ASSIGNMENT: Nothing may be changed. Give the entries below again exactly.

== Segment start ==

PR #200, opened 2024-02-12
feat: add cosign

### LINKED ISSUE #96: Sign images using cosign
Check what is needed to sign images using cosign.

References
- https://github.com/sigstore/cosign-installer

fzipi:
## what

- add cosign to sign images
- per https://docs.docker.com/build/ci/github-actions/push-multi-registries/, just using the proper tags should push to both registries so we don't need to build twice

Fixes #96

### DIFF
--- a/docker-bake.hcl
+++ b/docker-bake.hcl
@@ -31,12 +31,12 @@ variable "lmdb-version" {
     default = "0.9.29"
 }
 
-variable "REPO" {
-    default = "owasp/modsecurity-crs"
-}
-
-variable "GHCR_REPO" {
-    default = "ghcr.io/coreruleset/modsecurity-crs"
+variable "REPOS" {
+    # List of repositories to tag
+    default = [
+        "owasp/modsecurity-crs",
+        "ghcr.io/coreruleset/modsecurity-crs",
+    ]
 }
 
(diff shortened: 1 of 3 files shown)


fzipi:
See https://github.com/coreruleset/modsecurity-crs-docker/actions/runs/7873757487/job/21481826636?pr=200 for metadata output used for cosign step.

docker-bake.hcl
```diff
@@ -52,7 +56,7 @@ function "patch" {
 
 function "tag" {
     params = [tag]
-    result = ["${REPO}:${tag}"]
+    result = ["${REPO}:${tag}", "${GHCR_REPO}:${tag}"]
```
theseion, line 59: I think this defeats the purpose of the the `REPO` variable. If a user that is not use want's to tag a build with their own repository, specifying `REPO` will still also tag GH. Maybe make the two repos fixed and default and allow users to supply a list of repositories instead?

theseion (changes requested):

docker-bake.hcl
fzipi: Sounds good.

theseion (approved):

== Segment end ==

ANSWER SECTION:
PR #200, opened 2024-02-12
feat: add cosign

### LINKED ISSUE #96: Sign images using cosign
Check what is needed to sign images using cosign.

References
- https://github.com/sigstore/cosign-installer

fzipi:
## what

- add cosign to sign images
- per https://docs.docker.com/build/ci/github-actions/push-multi-registries/, just using the proper tags should push to both registries so we don't need to build twice

Fixes #96

### DIFF
--- a/docker-bake.hcl
+++ b/docker-bake.hcl
@@ -31,12 +31,12 @@ variable "lmdb-version" {
     default = "0.9.29"
 }
 
-variable "REPO" {
-    default = "owasp/modsecurity-crs"
-}
-
-variable "GHCR_REPO" {
-    default = "ghcr.io/coreruleset/modsecurity-crs"
+variable "REPOS" {
+    # List of repositories to tag
+    default = [
+        "owasp/modsecurity-crs",
+        "ghcr.io/coreruleset/modsecurity-crs",
+    ]
 }
 
(diff shortened: 1 of 3 files shown)


fzipi:
See https://github.com/coreruleset/modsecurity-crs-docker/actions/runs/7873757487/job/21481826636?pr=200 for metadata output used for cosign step.

docker-bake.hcl
```diff
@@ -52,7 +56,7 @@ function "patch" {
 
 function "tag" {
     params = [tag]
-    result = ["${REPO}:${tag}"]
+    result = ["${REPO}:${tag}", "${GHCR_REPO}:${tag}"]
```
theseion, line 59: I think this defeats the purpose of the the `REPO` variable. If a user that is not use want's to tag a build with their own repository, specifying `REPO` will still also tag GH. Maybe make the two repos fixed and default and allow users to supply a list of repositories instead?

theseion (changes requested):

docker-bake.hcl
fzipi: Sounds good.

theseion (approved):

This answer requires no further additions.